Durante cuarenta años hemos estado siendo justos con el país. Nunca hemos puesto al frente un hombre puramente cínico ni a uno puramente idealista. Un cínico nos serviría mejor, pero tendría nulo magnetismo y no podría ser nunca un líder fuerte. Un idealista, por el contrario, tendría toda la capacidad de arrastre de masas necesaria, pero podría anteponer sus ideales a nuestras necesidades. Antes, buscábamos a estos hombres, pero lo bueno de organizarse con mucho tiempo -generaciones- es que hemos podido ir criando nuestros cachorros desde jóvenes. Gente lo suficientemente idealista como para ser grandes líderes, con buena presencia, buena dicción, buenas intenciones, a los que con el paso del tiempo cargamos de responsabilidades que hacen flaquear sus ideales o, mejor dicho, que comprenden las cuatro verdades de la vida y asumen un punto cínico lo suficientemente claro como para servir a quien tiene que servir. Las deudas se pagan, y nosotros somos unos acreedores temibles.
Si vemos que de nuestros candidatos, repartidos convenientemente en cada partido, alguno destaca y tiene la capacidad de llegar a gobernar, nos dedicamos en cuerpo y alma a que deguste la vida. No hay idealista que se resista a la buena vida, y la buena vida no es para los idealistas. O, por lo menos, no se la merecen. Así que cuando llegan al cargo, están convenientemente atados a nosotros. Sí, es cierto, tienen su poquito de libertad para propagar ideales que llenen titulares, pero eso a nosotros nos da igual siempre que la tendencia global sea la adecuada. Adecuada para nosotros, se entiende.

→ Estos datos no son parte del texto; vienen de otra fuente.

PR #1099, opened 2026-08-22
feat(site): add a cursor follower to the newsroom article rows

### LINKED ISSUE #340: Cursor Animation for News Page
Implement a cursor animation for when it is hovered over a news article on /news like on https://www.skky.com/investments

Kenyang1:
## Description

Fixes #340

Implements the custom cursor animation requested for `/news`, modeled on the reference in the issue (skky.com/investments): a dark circle that trails the pointer and expands with a localized label — **View** / **Ver** — while hovering an article row. On the reference site each hover target carries `data-cursor-hover` / `data-ctext` attributes read by a follower element; this PR uses the same pattern.

### How it works

- **`components/common/cursor-follower/`** — a new client component. It renders only on devices that can hover (`matchMedia('(hover: hover) and (pointer: fine)')` via the existing `useMediaQuery` hook), so touch devices and the server render nothing. It listens for pointer events at the **document** level and resolves hover targets with `closest('[data-cursor-label]')`, so any server-rendered markup can opt in just by carrying the attribute — no per-element handlers. Movement uses framer-motion `useMotionValue` + `useSpring` for the trailing feel; `useReducedMotion` drops the springs entirely. The bubble is purely decorative: `aria-hidden`, `pointer-events-none`, `fixed`, `z-[100]`.
- **`ArticleIndex`** (shared by `/news` and `/research/index`) gains an optional `cursorLabel` prop. When set, article rows are tagged with `data-cursor-label` and the follower mounts. Only `news/page.tsx` passes it (`t('cursor.view')`); the research index intentionally keeps the native pointer.
- **`globals.css`** hides the native cursor over tagged rows *only* while the follower is actually mounted (`html[data-cursor-follower]` is set/removed by the component) and only on fine-pointer devices — so the pointer can never vanish on touch, before hydration, or on pages without the follower.
- **Translations**: `articleIndex.cursor.view` added to `en` and `es`.

### A subtle RSC bug worth knowing about

The first working version exported the `data-cursor-label` attribute name as a constant **from the `'use client'` component file** and used it in the server component as a computed object key. Every jsdom test passed — but in the real app the attribute silently vanished from the SSR HTML. Reason: when a server component imports from a `'use client'` module, *every* export (even a string constant) arrives as a **client-reference proxy**, not the value; React DOM then drops the garbage attribute name. The constants now live in a directive-free `constants.ts` imported by both sides, with a comment explaining why. Reviewers: this is why the row tagging and the component live in separate modules.

### Testing

- `cursor-follower.test.tsx`: renders nothing without a fine pointer; shows/clears the hovered label (real `pointerover`/`pointerout` dispatch); hides when the pointer leaves the window; removes its `<html>` marker on unmount.
- `article-index.test.tsx`: rows tagged + follower mounted when `cursorLabel` is set; untouched when omitted (research).
- `news/page.test.tsx`: end-to-end through the page — rows carry the localized "View" label. jsdom has no `matchMedia`, so a shared stub (`src/test/stub-match-media.ts`, mirroring the one in `useMediaQuery.test.tsx`) is installed file-wide.
- Storybook: `Common/CursorFollower` with news-style demo rows and a custom-styled variant.
- Full suite: 615/615. Verified in the dev server: SSR carries the attribute on all 18 rows in both locales (`View`/`Ver`), zero on `/research/index`, label toggling and `cursor: none` confirmed live.

### Notes for reviewers

- The issue predates the `/news` rebuild onto `ArticleIndex`; implementing it there means the research index automatically stays unaffected. If design wants the follower elsewhere later, it's one prop.
- The label text is chosen by the page (already localized), so the component itself needs no i18n dependency.

## Checklist


vincenttodd:
just throwing this here from figma (this size is same as pill button or slightly smaller)

Screenshot 2026-08-22 at 11 16 03 PM

Jose-Gael-Cruz-Lopez:
@vincenttodd thanks — the Figma reference was the right call, the first pass was a circle with "View" and didn't match. Pushed `cbaa949` to align it.

**Shape** — `size-20` circle → pill. `rounded-full` with `h-[42px]`, `px-5`, `gap-2` and auto width, so it sizes to its label.

**Size** — you said *"same as pill button or slightly smaller"*, so I anchored it to the real thing rather than eyeballing the screenshot. `components/common/button/themes/button.tsx` is the pill source of truth (`rounded-full`, `gap-2`, `px-5 py-2` at `lg`), and `page-header.tsx` pins that to `h-[47px]` in practice. The follower is `h-[42px]` with `text-base` and a `size-6` arrow, against the Button's `size-8`. So: same geometry and same design language, one step down. The intent is that it reads as a *cursor*, not as a control someone should try to click — it's `pointer-events-none`, so a click-looking pill that can't be clicked would be a bit of a lie.

**Arrow** — same `HiArrowLongRight` the Button uses, so it's the identical glyph rather than a lookalike. Marked `aria-hidden` — the whole bubble is already `aria-hidden` and decorative, and I didn't want the arrow leaking into any accessible name.

**Copy** — `View`/`Ver` → **Read**/**Leer**, matching the Figma. Renamed the message key `articleIndex.cursor.view` → `.read` in both catalogs and updated the one consumer in `news/page.tsx`.

Also added a regression test pinning the pill geometry and the decorative arrow, and mutation-tested it: restoring the old circle turns exactly that one test red (`1 failed | 6 passed`) and nothing else — so it actually defends the design instead of just passing.

Full `apps/site` suite: **125 files / 618 tests** green. I also merged current `main` in to pick up the `tar` advisory fix (#1082), so Security Audit is no longer red on this branch.

Two things worth a look from you since they're judgement calls, not spec:

1. **`h-[42px]` vs the Button's `47px`** — that's my read of "slightly smaller". Happy to take it to 44 or straight to 47 if you'd rather it match exactly.
2. **Spanish "Leer"** — the direct equivalent of "Read". If the brand voice would prefer "Ver más" or similar, say the word.

Preview: https://nightcrawler-git-feat-340-news-cursor-animation-todd-marketing.vercel.app/news — hover any article row.

vincenttodd (approved):
whatever tests need fixed otherwise frontend lgtm

PR #1106, opened 2026-08-24
refactor(site): restyle the auth error page to match the site

### LINKED ISSUE #1101: refactor auth error page
### Problem Statement

current authentication error page is not consistent with updated frontend style

old ref:

Image

### Context

Frontend like font weight/size needs updated to match the rest of the site. 

MAKE SURE the button is a component used elsewhere, bc this button should look exactly like other outline styles on the marketing site

Image

### Constraints

_No response_

### Technical Details

_No response_

### User Story

_No response_

### Use Case

_No response_

Orlando275:
Closes #1101

## Screenshots

Rendered through the Storybook story added in this PR
(`Authenticated/AuthErrorFallback`), so the page can be seen without having to
trigger a real authentication failure.

**Desktop — 1440x900**

pr1106-escritorio

**Mobile — 390x844**

pr1106-movil

The "old ref" screenshot of what this replaces is on the issue.

## What

The authenticated error page kept a one-off button: it declared `variant="outline"` and
then overrode it with inline classes into a solid dark block — the opposite of an outline.
Its copy also sat at heading sizes the rest of the site no longer uses.

It now uses the shared marketing `Button` (`@/components/common/button`), the same one
`not-found.tsx` and the about page use, so the outline styling comes from a single source
instead of being hand-rolled.

## Matching the mockup

Following the design on the issue and the links section from the design comment:

- one line of copy at body size, no `<br />`
- the "If you continue to experience issues…" paragraph is gone — it is absent from both
  target mockups
- copy reads "logout" / "Logout", matching the mockup and the existing `LogoutLink` label
- Terms · Privacy · System Status near the bottom, separated by `|`

## Shared button

The marketing `Button` only rendered a `Link`, so an action such as logging out could not
reuse it. It now renders a real `button` element when given an `onClick`, and is otherwise
untouched — every existing usage and its tests are unchanged.

Internal links use `next/link` (as the rest of the route group does); only the status page,
which lives on another host, stays a plain anchor.

## Error boundary

`(authenticated)/error.tsx` held a near-identical copy of the same page. It now delegates
to `AuthErrorFallback`, so the two authentication failure paths cannot drift apart.

## Notes for review

- **No next-intl here.** The entire `(authenticated)` group has zero files using
  translations, so the copy stays hardcoded to match the group. Glad to change this if the
  platform is meant to be localised.
- **The TODD wordmark stays** in the header. The old ref shows it; the new mockups do not
  clearly show that corner. Easy to drop if the design removed it on purpose.
- **Out of scope:** the other three `logout()` callers await the result and redirect to
  `/`. This page does not, so the viewer stays put after logging out. That is pre-existing
  behaviour and is not touched here.

## Verification

`bun validate` passes: type-check, lint (0 errors), 614 site + 13 db tests, build.

A Storybook story was added for the page (`Authenticated/AuthErrorFallback`), so it can be
reviewed without having to trigger a real authentication failure.


vincenttodd (approved):

akeight:
I was wondering what happened to this, lol. I was in the middle of reviewing it, haha.

Issue #1115, opened 2026-08-26
bun.lock has a duplicate key, so bun silently ignores it and installs are not reproducible


Jose-Gael-Cruz-Lopez:
## Description

`bun.lock` contains two byte-identical `"knip/zod"` entries (currently lines 2759 and 2761). Bun's lockfile parser rejects the second:

```
InvalidPackageKey: failed to parse lockfile: 'bun.lock' at bun.lock:2761:5
```

## Impact

`bun install` does not treat a parse failure as fatal. It warns and continues:

```
warn: Ignoring lockfile
```

It then re-resolves **every** dependency from the semver ranges in `package.json`. CI runs `bun i`, so each run installs whatever satisfies those ranges at that moment rather than the pinned versions. Consequences:

- Installs are not reproducible; CI and local machines can silently diverge.
- Version pins in `bun.lock` provide no protection.
- Dependency upgrades land with no diff and no review.
- `bun install --frozen-lockfile` cannot be used at all — it fails outright.

Observed drift on `main` today (pinned → actually installed):

| Package | Pinned in bun.lock | Installed by `bun i` |
| --- | --- | --- |
| `zod` | 4.3.6 | 4.4.3 |
| `@hookform/resolvers` | 5.2.2 | 5.9.1 |
| `react-hook-form` | 7.72.1 | 7.86.0 |

This is not theoretical: the zod drift is what broke `type-check` on `main` with no source change (see the companion issue).

## Origin

Introduced by #1090, the commit that added knip — most likely a lockfile merge resolution that duplicated the entry.

## Expected

`bun.lock` parses, `bun install --frozen-lockfile` succeeds, and the pinned versions are installed.

## Follow-up worth considering

CI uses `bun i`, which will keep masking this class of problem. Switching the install step to `bun install --frozen-lockfile` would make a corrupt or stale lockfile fail loudly instead of silently drifting. Raised separately so it can be decided on its own.

Jose-Gael-Cruz-Lopez:
The duplicate `"knip/zod"` key was removed by #1113. Verified on current main: the key appears once and `bun install --frozen-lockfile` now succeeds, so the pins are honored again.

Narrowing this issue to the remaining hardening item rather than closing it outright:

[...]

PR #1116, opened 2026-08-26
fix(site): type the phone schema input as string for the form resolver

### LINKED ISSUE #1114: type-check fails on main: phone schema input types as unknown
## Description

`Code Quality Checks` fails on `main` at the **Run type checking** step, with no source change to the file involved:

```
src/app/(unauthenticated)/accept/components/accept-form.tsx(36,5): error TS2322:
Type 'Resolver<{ ...; phone: unknown; ... }, any, {...}>' is not assignable to
type 'Resolver<{ ...; phone: string; ... }, any, {...}>'.
  Type 'unknown' is not assignable to type 'string'.
```

## Cause

`userInfo.phone` in `apps/site/src/lib/zod-schemas/onboarding.ts` is built with `z.preprocess()`:

```ts
phone: z.preprocess((phone: string) => { ... }, z.e164('Invalid phone number')),
```

Zod types `preprocess` as accepting `unknown` regardless of the callback's parameter annotation. That `unknown` propagates into `z.input<typeof acceptInviteSchema>`, while `AcceptInvite` is `z.infer<>` — the **output** type, where `phone` is `string`.

`zodResolver` is typed against the schema's *input* type, so in `accept-form.tsx`:

```ts
useForm<AcceptInvite>({ resolver: zodResolver(acceptInviteSchema) })
```

the resolver's `phone: unknown` cannot satisfy the form's `phone: string`.

## Why it started without a code change

Confirmed version-dependent. `apps/site` declares `zod: "^4.3.6"`; the lockfile pins `4.3.6`, but `^4.3.6` resolves to `4.4.3` today, and 4.4.x types `z.preprocess()` differently:

| Dependencies | Code | Result |
| --- | --- | --- |
| zod 4.4.3 / @hookform/resolvers 5.9.1 | current `preprocess` | fails (the CI error) |
| zod 4.3.6 / @hookform/resolvers 5.2.2 | current `preprocess` | passes |

CI installs the newer versions because the lockfile is being ignored — see the companion issue on the duplicate `bun.lock` key.

## Expected

`bun run type-check` passes, and the phone schema types its input as `string` so it is not sensitive to the zod patch range.

## Secondary problem

Because `preprocess` accepts `unknown`, a non-string value reaches the callback and throws a `TypeError` on `.replaceAll` instead of failing validation cleanly.

Jose-Gael-Cruz-Lopez:
## Description

Fixes #1114

`type-check` is failing on `main` at a file nobody changed:

```
src/app/(unauthenticated)/accept/components/accept-form.tsx(36,5): error TS2322:
Type 'Resolver<{ ...; phone: unknown; ... }>' is not assignable to
type 'Resolver<{ ...; phone: string; ... }>'.
  Type 'unknown' is not assignable to type 'string'.
```

`userInfo.phone` was built with `z.preprocess()`, which zod types as accepting `unknown` no matter what the callback's parameter is annotated as. That `unknown` propagates into `z.input<typeof acceptInviteSchema>`, while `AcceptInvite` is `z.infer<>` — the output type, where `phone` is `string`. `zodResolver` is typed on the *input* type, so it could not satisfy `useForm<AcceptInvite>`.

The fix swaps `z.preprocess(fn, z.e164())` for `z.string().transform(fn).pipe(z.e164())`. The normalization body is unchanged; what changes is that the input type is now pinned at `string`, so input and output agree and the resolver lines up with the form type.

Leading with `z.string()` also closes a latent runtime hole. Under `preprocess`, a non-string value reached the callback and threw a `TypeError` on `.replaceAll` instead of failing validation. It now reports `expected string, received number`.

### Why this is the right layer to fix it

The breakage is version-sensitive — `zod: "^4.3.6"` resolves to `4.4.3` today, and 4.4.x types `preprocess` differently:

| Dependencies | Code | Result |
| --- | --- | --- |
| zod 4.4.3 / resolvers 5.9.1 (what CI installs) | `preprocess` | fails — the CI error |
| zod 4.4.3 / resolvers 5.9.1 | this PR | passes |
| zod 4.3.6 / resolvers 5.2.2 | `preprocess` | passes |

The underlying reason CI installs 4.4.3 at all is a corrupt `bun.lock`, handled separately in #1115. That one restores the pins; this one makes the schema correct under **both** versions, so it does not re-break when zod is legitimately upgraded. They are complementary — this PR is the one that unblocks `main`.

## Verification

- `bun run validate` exits 0 — format, `type-check` across all 4 packages, lint, 742 tests, build.
- Normalization confirmed unchanged against `555-123-4567`, `5551234567`, `15551234567`, `1-555-123-4567`, `+15551234567`, `+447911123456` — all still produce the same E.164 output — with `123`, `""` and `abc` still rejected.
- Verified passing under both the pinned and the drifted dependency sets.

## Checklist

<sub>Existing coverage exercises this path (742 tests pass); the change is a type-level correction to a shared schema with behavior held constant, and the reasoning is documented inline above the field. No component or accessibility surface is touched.</sub>

https://claude.ai/code/session_013mgA7GjEeuiQ1jBSgdUGth

### DIFF
--- a/apps/site/src/lib/zod-schemas/onboarding.ts
+++ b/apps/site/src/lib/zod-schemas/onboarding.ts
@@ -8,25 +8,32 @@ export const userInfo = z.object({
   lastName: z.string().min(1, 'Last name is required').max(100),
   farmName: z.string().min(1, 'Farm name is required').max(100),
   email: z.email('Invalid email address').max(100),
-  // Very basic phone number handling
-  phone: z.preprocess((phone: string) => {
-    const withoutDashes = phone.replaceAll('-', '');
-    const digits = withoutDashes.replace(/\D/g, '');
+  // Very basic phone number handling. Uses `.transform().pipe()` rather than
+  // `z.preprocess()` because preprocess types its input as `unknown`, which
+  // leaks into `z.input<>` and makes `zodResolver` incompatible with a form
+  // typed on `z.infer<>`. Leading with `z.string()` also turns a non-string
+  // into a validation error instead of a TypeError inside the callback.
+  phone: z
+    .string()
+    .transform((phone) => {
+      const withoutDashes = phone.replaceAll('-', '');
+      const digits = withoutDashes.replace(/\D/g, '');
 
-    if (withoutDashes.startsWith('+')) {
-      return withoutDashes;
-    }
+      if (withoutDashes.startsWith('+')) {
+        return withoutDashes;
+      }
 
-    if (digits.length === 10) {
-      return `+1${digits}`;
-    }
+      if (digits.length === 10) {
+        return `+1${digits}`;
+      }
 
-    if (digits.length === 11 && digits.startsWith('1')) {
-      return `+${digits}`;
-    }
+      if (digits.length === 11 && digits.startsWith('1')) {
+        return `+${digits}`;
+      }
 
-    return phone;
-  }, z.e164('Invalid phone number')),
+      return phone;
+    })
+    .pipe(z.e164('Invalid phone number')),
   // Yes, this is stupid. See: https://github.com/colinhacks/zod/discussions/2801
   website: z.string().url().or(z.literal('')).optional(),
   instagramHandle: z.string().max(100).optional(),


Jose-Gael-Cruz-Lopez:
Superseded by #1113, which landed the same fix while this was in review.

That hotfix arrived at the identical root cause and effectively the same shape — `z.string().overwrite(fn).pipe(z.e164())` versus the `z.string().transform(fn).pipe(z.e164())` here. Both pin the schema's input type at `string` so `zodResolver` stays assignable to `useForm<AcceptInvite>`, and both keep the normalization identical. #1113 also added `onboarding.test.ts` covering the E.164 cases, which is a genuine improvement over this PR.

`type-check` is green on main. Closing as redundant; no action needed.

PR #1671, opened 2020-09-18
fixed the app closing issue on the press of quit button

navjotcis:
Here when user try to quit the app then the app does not close it takes time longer than expected so I have fixed it for two cases
1) when the user open the app and closes it before the connection popup shows then the app does not close. It runs in a loop for n no. of times which takes sometimes 2-3 minutes or longer then it so I have added the condition with it for checking if the user presses quit then it will not go into the loop and close the app.
2) This case appears sometimes so here also app not close when the user tries to quit because there is condition pendingDownload() > 0 so app-only close when pendingDownload() returns 0 or less so the value of pendingDownload()  method is not fixed sometimes it gives a large no. which run in the loop N no. of times so also it does not close the app until loop executes N no. of times so I have also added the condition here when the user press the quit then it does not go into the loop and close the app.


PeterSurda:
This isn't working correctly. I know I made recommendations, but at best they were incomplete. Find a way to fix this properly.

navjotcis:
I have tested all the cases so I have made a table for that and all the cases are passed

navjotcis:
I have changed the UI of the app closing popup and also when the user click on the Quit button I am showing a progress bar and on the press of don't quit progress bar will disappear.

Nuestro objetivo a limpiar fue en su día uno de estos chicos idealistas. Un líder nato que llevaba camisetas con guillotinas pintarrajeadas, lemas caducos, ideales estúpidos de repartos, igualdades y limpieza... ¡Limpieza, qué ironía! No tardó mucho en cargarse de responsabilidades, que son mucho más pesadas que las deudas, y lo fuimos ascendiendo rápidamente hasta su cargo de hoy. No fue sencillo, no. Hubo muchas reticencias por sus ideales de juventud, pero las acallamos rápidamente exponiendo las responsabilidades que había contraído. Incluso se puso sobre la mesa el tema de la familia. Nada nos ata más que la familia, y este estúpido idealista se cargó de hijos. Aunque todo lo demás fallara, la baza de los hijos nos dio el poder vitalicio sobre él.
Es en este punto de la explicación cuando el limpiador enarca las cejas y sonríe. Ha comprendido lo que pasa y parece encontrarle la gracia a la situación, pero no la tiene, no. Ninguna. Por lo menos para nosotros, se entiende.
Hace cosa de un año, nuestro hombre, ya fuertemente instalado en el mando, perdió a toda su familia. Un golpe duro, durísimo, debo reconocerlo, que ni yo mismo habría podido soportar. Lo arropamos, le ayudamos todo lo que pudimos, pusimos a su disposición toda la ayuda humana y divina que estuvo en nuestras manos, y de verdad creímos que, cuando al poco tiempo volvió a ponerse al timón, volvía a estar en plenas facultades.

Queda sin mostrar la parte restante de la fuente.